- _Exercise brief_
Which of the lines below mention the word "ones"? Pull each one out.

- _Data to process_
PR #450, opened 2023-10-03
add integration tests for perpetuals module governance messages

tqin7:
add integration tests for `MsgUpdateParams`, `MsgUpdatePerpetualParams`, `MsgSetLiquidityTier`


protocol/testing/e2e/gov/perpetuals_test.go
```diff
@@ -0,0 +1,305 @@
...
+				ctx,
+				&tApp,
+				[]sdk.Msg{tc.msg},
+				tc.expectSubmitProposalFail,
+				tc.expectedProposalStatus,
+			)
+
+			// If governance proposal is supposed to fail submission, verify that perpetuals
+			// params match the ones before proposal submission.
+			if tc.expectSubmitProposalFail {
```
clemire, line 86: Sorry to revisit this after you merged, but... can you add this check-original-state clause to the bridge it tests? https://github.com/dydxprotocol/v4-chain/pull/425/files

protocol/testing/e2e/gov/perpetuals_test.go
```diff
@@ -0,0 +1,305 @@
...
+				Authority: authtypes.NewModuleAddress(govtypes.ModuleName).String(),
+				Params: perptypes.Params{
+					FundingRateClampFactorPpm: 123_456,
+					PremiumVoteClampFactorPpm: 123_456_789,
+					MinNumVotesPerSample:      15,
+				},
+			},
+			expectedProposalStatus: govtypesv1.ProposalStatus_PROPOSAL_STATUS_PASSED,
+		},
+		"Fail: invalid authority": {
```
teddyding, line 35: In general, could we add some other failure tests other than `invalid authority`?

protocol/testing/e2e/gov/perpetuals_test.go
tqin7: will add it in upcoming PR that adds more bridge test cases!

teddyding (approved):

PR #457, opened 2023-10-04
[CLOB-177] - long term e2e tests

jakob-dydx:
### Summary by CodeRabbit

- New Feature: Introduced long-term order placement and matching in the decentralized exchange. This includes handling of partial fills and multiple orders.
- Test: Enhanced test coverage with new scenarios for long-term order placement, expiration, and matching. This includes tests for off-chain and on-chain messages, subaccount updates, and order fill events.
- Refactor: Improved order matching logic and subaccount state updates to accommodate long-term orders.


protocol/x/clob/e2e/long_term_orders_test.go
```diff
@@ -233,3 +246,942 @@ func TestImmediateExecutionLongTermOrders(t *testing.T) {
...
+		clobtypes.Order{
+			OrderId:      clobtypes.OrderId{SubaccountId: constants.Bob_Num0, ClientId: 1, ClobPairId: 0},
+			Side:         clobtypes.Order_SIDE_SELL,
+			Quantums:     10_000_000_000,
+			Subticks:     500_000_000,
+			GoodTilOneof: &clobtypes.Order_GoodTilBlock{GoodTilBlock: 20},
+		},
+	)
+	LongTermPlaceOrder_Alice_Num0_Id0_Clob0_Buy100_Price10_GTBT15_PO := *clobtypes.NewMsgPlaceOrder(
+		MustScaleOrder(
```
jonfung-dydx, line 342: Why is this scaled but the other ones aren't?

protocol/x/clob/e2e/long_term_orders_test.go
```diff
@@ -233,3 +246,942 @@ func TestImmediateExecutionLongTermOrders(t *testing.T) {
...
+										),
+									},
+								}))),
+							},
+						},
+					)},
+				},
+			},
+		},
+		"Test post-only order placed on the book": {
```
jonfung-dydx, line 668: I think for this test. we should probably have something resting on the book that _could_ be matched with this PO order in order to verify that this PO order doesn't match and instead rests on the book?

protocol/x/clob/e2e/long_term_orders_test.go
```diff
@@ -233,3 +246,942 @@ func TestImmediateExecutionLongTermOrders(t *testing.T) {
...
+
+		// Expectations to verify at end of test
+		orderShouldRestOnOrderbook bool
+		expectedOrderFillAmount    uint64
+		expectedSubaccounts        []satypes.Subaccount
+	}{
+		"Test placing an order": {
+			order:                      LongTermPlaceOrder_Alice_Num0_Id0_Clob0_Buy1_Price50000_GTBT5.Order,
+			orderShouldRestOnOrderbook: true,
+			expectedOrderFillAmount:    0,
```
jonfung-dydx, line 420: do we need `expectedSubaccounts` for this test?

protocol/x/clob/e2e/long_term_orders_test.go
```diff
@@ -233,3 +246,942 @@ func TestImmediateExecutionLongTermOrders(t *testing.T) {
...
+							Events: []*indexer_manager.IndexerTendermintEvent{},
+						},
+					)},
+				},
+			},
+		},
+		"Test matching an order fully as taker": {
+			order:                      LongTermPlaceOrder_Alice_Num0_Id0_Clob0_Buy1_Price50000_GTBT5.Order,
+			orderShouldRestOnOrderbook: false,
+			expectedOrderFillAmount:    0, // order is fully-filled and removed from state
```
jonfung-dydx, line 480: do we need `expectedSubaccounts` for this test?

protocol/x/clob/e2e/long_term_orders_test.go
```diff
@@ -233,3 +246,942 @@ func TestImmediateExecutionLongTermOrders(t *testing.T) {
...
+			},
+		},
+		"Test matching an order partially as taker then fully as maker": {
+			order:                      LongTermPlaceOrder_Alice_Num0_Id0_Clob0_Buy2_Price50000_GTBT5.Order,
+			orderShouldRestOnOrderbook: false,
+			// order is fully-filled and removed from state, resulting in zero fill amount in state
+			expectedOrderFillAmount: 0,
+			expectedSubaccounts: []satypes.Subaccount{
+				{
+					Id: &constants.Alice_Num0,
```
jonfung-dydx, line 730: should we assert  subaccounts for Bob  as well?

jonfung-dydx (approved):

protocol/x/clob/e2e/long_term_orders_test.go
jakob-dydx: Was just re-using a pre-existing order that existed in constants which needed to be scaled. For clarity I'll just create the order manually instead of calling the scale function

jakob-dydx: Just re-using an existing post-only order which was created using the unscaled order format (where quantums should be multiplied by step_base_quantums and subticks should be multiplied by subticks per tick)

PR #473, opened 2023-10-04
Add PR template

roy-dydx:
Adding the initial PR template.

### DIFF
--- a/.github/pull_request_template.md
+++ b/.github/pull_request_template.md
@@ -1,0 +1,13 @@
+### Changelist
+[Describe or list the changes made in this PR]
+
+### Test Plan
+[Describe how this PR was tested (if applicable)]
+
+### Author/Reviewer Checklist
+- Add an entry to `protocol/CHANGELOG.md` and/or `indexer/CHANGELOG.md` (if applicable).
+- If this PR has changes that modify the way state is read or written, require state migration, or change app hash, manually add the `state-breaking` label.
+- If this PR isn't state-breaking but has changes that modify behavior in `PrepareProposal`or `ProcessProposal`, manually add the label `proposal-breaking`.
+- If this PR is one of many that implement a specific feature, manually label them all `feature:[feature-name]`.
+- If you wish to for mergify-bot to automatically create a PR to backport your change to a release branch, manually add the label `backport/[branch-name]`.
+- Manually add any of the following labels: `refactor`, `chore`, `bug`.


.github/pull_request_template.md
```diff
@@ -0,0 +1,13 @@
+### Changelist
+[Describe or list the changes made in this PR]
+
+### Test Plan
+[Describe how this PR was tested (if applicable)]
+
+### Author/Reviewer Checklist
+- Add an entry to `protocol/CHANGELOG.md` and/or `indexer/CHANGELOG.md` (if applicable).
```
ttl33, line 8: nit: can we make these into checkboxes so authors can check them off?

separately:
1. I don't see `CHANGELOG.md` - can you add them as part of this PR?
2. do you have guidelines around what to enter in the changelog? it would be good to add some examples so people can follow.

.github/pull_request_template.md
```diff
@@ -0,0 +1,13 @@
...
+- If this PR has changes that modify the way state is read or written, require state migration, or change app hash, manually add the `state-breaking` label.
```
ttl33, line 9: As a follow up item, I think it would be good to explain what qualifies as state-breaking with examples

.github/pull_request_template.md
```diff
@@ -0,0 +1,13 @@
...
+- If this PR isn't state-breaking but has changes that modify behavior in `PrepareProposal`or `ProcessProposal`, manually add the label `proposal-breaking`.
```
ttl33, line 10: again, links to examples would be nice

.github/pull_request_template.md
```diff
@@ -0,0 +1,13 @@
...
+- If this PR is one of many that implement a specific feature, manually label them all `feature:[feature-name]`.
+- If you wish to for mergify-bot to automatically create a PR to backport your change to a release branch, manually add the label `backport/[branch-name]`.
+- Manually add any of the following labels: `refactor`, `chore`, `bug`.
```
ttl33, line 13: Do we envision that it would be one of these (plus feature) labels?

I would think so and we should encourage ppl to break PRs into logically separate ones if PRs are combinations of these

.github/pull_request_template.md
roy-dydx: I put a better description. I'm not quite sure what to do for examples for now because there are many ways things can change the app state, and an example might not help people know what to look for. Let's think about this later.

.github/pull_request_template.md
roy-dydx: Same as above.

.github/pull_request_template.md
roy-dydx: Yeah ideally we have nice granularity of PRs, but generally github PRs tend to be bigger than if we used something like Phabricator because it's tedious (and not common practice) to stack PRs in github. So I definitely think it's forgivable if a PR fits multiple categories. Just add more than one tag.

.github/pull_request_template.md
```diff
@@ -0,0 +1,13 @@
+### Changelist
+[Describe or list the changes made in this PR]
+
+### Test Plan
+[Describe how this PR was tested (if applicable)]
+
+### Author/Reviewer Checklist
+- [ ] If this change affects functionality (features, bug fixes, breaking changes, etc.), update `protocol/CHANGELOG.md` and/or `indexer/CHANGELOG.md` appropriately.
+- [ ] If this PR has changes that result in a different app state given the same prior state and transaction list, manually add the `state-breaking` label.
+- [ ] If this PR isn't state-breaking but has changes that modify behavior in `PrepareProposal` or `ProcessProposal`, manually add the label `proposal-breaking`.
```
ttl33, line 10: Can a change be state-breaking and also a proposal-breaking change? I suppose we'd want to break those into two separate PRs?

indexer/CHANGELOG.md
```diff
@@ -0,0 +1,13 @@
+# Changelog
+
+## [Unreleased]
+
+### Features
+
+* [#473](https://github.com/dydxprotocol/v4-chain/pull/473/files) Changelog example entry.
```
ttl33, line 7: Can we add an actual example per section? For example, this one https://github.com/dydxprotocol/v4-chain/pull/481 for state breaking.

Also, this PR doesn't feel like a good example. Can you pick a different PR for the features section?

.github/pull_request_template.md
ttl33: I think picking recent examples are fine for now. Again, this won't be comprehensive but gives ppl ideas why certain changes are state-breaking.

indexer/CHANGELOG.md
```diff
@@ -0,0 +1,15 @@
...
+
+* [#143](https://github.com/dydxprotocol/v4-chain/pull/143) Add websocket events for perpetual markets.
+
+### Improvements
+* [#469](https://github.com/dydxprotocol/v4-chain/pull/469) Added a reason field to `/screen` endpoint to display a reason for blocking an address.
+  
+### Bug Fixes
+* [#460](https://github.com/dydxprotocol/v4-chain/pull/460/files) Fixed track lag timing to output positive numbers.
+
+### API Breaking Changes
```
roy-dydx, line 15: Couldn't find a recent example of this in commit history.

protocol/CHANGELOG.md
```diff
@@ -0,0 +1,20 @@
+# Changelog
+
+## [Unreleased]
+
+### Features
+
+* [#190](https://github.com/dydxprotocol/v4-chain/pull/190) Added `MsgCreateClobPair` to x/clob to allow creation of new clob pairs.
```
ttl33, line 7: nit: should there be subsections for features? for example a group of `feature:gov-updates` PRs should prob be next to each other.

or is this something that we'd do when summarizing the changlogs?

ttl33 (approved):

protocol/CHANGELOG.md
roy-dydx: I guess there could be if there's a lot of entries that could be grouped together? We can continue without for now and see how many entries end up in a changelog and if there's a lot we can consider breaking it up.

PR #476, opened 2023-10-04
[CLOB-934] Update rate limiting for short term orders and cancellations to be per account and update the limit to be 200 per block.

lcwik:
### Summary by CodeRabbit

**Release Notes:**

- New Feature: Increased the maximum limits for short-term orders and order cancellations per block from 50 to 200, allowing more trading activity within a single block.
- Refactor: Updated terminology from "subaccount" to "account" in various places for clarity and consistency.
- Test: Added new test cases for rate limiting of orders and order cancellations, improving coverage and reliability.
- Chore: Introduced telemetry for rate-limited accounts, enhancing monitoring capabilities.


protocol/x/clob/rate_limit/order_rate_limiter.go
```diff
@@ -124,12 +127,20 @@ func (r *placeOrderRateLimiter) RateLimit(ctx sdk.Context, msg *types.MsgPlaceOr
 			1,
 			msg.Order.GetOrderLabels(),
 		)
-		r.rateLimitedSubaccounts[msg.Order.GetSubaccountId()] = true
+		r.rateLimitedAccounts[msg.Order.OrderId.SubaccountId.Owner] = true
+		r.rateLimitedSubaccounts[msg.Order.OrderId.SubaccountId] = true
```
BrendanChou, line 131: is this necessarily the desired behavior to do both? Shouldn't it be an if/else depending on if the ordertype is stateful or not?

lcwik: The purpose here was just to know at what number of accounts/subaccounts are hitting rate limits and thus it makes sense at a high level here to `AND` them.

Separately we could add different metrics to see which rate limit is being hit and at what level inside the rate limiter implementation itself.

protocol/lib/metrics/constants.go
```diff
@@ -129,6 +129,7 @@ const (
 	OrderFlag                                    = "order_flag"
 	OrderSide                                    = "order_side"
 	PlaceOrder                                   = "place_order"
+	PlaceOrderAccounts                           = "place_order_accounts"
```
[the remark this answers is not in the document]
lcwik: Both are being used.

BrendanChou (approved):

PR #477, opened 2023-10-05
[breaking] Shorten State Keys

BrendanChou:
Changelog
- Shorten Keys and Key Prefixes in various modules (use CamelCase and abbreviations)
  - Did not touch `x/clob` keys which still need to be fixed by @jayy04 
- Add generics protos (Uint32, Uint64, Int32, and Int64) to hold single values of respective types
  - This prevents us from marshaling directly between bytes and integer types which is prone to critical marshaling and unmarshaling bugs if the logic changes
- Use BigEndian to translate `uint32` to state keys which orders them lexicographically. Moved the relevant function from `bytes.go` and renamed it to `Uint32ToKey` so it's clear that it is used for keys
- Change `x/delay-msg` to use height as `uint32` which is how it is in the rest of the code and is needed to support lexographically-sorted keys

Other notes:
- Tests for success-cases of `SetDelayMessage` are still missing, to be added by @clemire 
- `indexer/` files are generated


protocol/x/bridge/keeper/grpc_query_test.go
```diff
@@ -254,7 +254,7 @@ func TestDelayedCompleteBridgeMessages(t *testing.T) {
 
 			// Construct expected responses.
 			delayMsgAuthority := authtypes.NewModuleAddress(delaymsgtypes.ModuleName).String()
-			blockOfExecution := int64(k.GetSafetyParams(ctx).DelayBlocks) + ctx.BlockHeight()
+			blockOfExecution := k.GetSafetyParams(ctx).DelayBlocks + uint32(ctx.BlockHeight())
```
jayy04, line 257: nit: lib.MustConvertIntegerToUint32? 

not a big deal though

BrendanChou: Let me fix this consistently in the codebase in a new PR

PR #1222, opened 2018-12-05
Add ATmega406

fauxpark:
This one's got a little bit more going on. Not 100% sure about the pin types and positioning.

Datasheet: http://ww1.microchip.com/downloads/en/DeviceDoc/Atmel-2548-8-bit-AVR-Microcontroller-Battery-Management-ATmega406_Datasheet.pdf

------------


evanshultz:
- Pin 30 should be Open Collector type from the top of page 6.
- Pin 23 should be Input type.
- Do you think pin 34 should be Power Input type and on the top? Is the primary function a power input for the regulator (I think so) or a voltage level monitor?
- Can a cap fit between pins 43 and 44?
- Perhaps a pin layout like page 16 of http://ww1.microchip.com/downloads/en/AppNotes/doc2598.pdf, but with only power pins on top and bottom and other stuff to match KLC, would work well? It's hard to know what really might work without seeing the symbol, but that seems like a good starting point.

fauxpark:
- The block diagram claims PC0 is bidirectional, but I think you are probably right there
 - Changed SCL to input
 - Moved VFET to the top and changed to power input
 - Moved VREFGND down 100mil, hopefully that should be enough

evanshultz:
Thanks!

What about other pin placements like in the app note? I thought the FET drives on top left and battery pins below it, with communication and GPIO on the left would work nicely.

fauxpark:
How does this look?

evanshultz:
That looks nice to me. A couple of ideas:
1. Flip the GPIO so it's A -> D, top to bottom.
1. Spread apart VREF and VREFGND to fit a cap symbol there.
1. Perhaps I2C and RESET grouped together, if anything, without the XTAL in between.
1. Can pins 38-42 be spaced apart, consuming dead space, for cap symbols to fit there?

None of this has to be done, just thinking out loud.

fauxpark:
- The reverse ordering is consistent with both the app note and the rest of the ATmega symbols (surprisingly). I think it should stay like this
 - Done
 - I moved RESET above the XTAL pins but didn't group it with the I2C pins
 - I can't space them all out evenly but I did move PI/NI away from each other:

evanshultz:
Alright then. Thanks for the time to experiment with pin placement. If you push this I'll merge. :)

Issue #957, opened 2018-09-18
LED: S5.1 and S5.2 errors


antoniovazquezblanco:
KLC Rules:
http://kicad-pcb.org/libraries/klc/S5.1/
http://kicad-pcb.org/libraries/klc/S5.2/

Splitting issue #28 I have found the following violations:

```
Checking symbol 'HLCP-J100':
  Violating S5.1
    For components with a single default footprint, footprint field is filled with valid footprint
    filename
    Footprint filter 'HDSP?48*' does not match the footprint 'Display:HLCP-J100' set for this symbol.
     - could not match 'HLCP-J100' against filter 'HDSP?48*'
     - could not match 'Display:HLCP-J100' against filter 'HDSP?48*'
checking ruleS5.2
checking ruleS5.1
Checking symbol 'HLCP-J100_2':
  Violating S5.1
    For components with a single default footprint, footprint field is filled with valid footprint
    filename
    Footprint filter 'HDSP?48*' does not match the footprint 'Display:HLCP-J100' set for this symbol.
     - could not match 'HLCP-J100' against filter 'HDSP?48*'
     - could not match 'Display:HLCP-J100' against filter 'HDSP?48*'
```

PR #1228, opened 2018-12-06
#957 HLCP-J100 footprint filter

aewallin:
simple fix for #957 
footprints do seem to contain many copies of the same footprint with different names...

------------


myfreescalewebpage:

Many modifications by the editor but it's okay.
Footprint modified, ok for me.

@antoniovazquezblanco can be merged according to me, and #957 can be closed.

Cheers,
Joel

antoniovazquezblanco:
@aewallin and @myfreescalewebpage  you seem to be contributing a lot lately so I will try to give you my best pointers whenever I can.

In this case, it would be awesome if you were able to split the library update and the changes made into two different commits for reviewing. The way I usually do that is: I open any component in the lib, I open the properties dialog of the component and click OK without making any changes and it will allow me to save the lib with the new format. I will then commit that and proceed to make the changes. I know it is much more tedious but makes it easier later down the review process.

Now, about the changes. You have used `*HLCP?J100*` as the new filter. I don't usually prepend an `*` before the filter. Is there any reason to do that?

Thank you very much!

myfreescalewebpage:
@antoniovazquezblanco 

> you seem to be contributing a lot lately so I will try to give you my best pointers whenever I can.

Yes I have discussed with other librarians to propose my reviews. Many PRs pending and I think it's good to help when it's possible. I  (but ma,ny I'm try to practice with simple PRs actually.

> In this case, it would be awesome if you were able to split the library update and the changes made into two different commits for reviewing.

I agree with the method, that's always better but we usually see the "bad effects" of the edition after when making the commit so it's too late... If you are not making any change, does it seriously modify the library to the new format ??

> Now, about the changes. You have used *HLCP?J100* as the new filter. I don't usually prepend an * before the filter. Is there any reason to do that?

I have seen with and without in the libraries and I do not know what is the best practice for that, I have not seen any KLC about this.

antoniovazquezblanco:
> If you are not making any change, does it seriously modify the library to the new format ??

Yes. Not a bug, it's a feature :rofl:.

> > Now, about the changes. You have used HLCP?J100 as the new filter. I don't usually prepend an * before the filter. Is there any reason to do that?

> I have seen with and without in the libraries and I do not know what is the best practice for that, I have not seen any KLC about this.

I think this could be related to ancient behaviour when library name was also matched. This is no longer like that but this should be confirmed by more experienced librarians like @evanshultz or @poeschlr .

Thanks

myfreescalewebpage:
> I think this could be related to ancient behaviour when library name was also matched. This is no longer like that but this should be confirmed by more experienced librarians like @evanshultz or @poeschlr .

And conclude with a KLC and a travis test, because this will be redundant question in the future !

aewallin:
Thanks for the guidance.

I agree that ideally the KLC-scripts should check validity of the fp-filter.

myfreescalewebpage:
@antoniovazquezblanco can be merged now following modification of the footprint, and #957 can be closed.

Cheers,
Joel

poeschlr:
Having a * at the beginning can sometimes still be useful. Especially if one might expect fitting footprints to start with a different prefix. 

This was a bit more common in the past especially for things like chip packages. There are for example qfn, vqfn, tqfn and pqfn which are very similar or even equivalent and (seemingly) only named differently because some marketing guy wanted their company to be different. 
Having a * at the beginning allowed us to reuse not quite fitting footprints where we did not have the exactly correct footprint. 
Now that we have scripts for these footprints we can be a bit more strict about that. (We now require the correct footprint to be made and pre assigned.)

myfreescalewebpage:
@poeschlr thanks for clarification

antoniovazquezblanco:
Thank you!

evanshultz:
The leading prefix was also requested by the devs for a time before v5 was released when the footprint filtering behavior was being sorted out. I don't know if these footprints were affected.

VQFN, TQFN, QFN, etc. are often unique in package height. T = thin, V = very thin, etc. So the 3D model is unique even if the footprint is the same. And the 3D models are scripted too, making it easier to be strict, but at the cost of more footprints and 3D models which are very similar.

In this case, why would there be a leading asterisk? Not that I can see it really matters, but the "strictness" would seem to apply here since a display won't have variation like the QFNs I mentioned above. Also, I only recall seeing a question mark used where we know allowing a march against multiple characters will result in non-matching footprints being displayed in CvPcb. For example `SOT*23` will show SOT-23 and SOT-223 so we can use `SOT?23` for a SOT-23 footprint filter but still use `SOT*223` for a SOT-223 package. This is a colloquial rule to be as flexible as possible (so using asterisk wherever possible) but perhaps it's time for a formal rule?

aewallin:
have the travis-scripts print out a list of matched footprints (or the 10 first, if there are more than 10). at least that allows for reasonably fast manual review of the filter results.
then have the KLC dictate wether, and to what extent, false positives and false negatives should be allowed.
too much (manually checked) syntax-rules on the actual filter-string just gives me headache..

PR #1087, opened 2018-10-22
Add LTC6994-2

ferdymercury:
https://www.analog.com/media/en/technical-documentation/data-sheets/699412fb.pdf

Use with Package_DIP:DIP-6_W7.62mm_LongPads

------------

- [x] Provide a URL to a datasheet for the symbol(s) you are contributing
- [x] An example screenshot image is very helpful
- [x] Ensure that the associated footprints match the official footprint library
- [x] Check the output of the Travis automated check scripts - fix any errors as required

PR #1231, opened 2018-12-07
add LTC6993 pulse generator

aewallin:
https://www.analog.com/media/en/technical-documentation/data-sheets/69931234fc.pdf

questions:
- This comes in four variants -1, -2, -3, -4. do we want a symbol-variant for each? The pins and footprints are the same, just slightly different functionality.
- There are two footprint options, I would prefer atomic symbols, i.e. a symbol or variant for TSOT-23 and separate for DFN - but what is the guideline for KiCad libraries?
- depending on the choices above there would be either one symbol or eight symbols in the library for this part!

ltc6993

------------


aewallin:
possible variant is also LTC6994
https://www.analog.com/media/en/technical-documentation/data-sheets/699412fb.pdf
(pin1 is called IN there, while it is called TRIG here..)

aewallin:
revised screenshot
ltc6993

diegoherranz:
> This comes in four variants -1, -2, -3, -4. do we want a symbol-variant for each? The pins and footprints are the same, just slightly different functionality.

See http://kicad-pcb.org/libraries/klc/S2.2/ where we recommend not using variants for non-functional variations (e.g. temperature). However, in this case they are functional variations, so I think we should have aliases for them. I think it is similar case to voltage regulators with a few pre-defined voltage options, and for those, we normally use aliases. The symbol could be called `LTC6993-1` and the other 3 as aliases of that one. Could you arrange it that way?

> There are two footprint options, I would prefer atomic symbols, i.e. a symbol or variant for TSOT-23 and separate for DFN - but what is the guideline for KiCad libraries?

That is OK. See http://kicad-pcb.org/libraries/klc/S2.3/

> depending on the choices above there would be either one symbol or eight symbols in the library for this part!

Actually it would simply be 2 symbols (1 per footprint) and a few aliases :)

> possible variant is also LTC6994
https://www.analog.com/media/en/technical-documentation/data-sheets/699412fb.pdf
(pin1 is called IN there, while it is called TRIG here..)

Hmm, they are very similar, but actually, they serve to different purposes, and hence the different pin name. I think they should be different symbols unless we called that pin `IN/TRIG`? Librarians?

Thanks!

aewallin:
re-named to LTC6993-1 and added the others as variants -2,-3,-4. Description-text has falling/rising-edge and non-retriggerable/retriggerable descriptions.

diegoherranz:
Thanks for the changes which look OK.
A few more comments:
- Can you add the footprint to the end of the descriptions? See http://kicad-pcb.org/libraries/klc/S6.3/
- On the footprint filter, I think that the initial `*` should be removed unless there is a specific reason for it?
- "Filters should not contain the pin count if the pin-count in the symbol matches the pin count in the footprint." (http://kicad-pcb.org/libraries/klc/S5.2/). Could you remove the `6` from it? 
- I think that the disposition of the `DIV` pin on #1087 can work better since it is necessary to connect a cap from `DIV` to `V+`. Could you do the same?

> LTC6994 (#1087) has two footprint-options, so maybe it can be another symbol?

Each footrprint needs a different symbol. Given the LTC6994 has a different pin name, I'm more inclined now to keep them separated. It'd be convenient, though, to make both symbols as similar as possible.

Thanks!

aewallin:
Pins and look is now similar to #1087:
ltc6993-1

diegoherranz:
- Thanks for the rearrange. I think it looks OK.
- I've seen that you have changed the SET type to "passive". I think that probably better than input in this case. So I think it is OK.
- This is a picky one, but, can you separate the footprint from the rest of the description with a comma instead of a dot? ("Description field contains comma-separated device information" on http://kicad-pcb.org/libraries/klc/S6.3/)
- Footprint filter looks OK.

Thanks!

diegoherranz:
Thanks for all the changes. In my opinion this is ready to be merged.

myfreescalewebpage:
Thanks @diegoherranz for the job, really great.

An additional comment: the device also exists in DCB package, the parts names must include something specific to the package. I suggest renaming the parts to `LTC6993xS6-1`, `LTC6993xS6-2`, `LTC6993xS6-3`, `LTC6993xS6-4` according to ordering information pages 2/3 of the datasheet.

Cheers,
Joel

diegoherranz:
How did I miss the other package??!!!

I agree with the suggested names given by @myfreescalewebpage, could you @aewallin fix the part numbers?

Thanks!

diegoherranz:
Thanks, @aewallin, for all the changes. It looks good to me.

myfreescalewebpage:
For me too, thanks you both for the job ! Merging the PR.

- _Completed exercise_
+			// params match the ones before proposal submission.
jonfung-dydx, line 342: Why is this scaled but the other ones aren't?
I would think so and we should encourage ppl to break PRs into logically separate ones if PRs are combinations of these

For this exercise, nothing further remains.